Stored items:
PR #97, opened 2019-08-27
Add proposal for default-constructible buffers

DuncanMcBain:
Default constructible buffers would be a useful addition for generic
code. This proposal adds a zero-argument constructor and functions
for determining whether or not a buffer is usable.

### DIFF
--- a/default-constructed-buffers/default-constructed-buffers.md
+++ b/default-constructed-buffers/default-constructed-buffers.md
@@ -4,10 +4,10 @@ Proposal ID      | TBC
 ---------------- | ---------------------------
 Name             | Default-constructed Buffers
 Date of Creation | 2019-08-20
-Target           |
-Status           | WIP
+Target           | SYCL 1.2.1
+Status           | _Draft_
 Author           | Duncan McBain [Duncan McBain](mailto:duncan@codeplay.com)
-Contributors     |
+Contributors     | Duncan McBain, [Gordon Brown](mailto:gordon@codeplay.com)
 
 ## Description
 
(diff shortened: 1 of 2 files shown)


default-constructed-buffers/default-constructed-buffers.md
```diff
@@ -0,0 +1,88 @@
...
+};
+} // namespace sycl
+} // namespace cl
+```
+The template arguments should remain the same, so that the argument can be
+rebound to a new `buffer` instance later using the copy constructor.
+
+The `is_valid()` call would allow the programmer to query whether or not
+the buffer can be used, i.e. whether or not it was constructed with a range of
+size zero. The operator would call this same function but allow its use in
```
AerialMantis: `operator`  -> `explicit conversion operator`.

default-constructed-buffers/default-constructed-buffers.md
```diff
@@ -0,0 +1,88 @@
...
+
+  explicit operator bool() const noexcept;
+};
+} // namespace sycl
+} // namespace cl
+```
+The template arguments should remain the same, so that the argument can be
+rebound to a new `buffer` instance later using the copy constructor.
+
+The `is_valid()` call would allow the programmer to query whether or not
```
AerialMantis: We should also describe what should happen if you try to use an invalid buffer, i.e. call `get_access`, this should probably throw an exception.

default-constructed-buffers/default-constructed-buffers.md
```diff
@@ -0,0 +1,88 @@
+# Default-constructed Buffers
+
+Proposal ID      | TBC
```
AerialMantis: Remember to add an ID and update the proposal list in the README.

DuncanMcBain:
@AerialMantis I've added some more words that hopefully clarify what default-constructed buffers should do when various of their functions are called. Thanks for the feedback!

Work to be completed => Answer with one number only: how many lines above contain the word "mailto".

Result => 2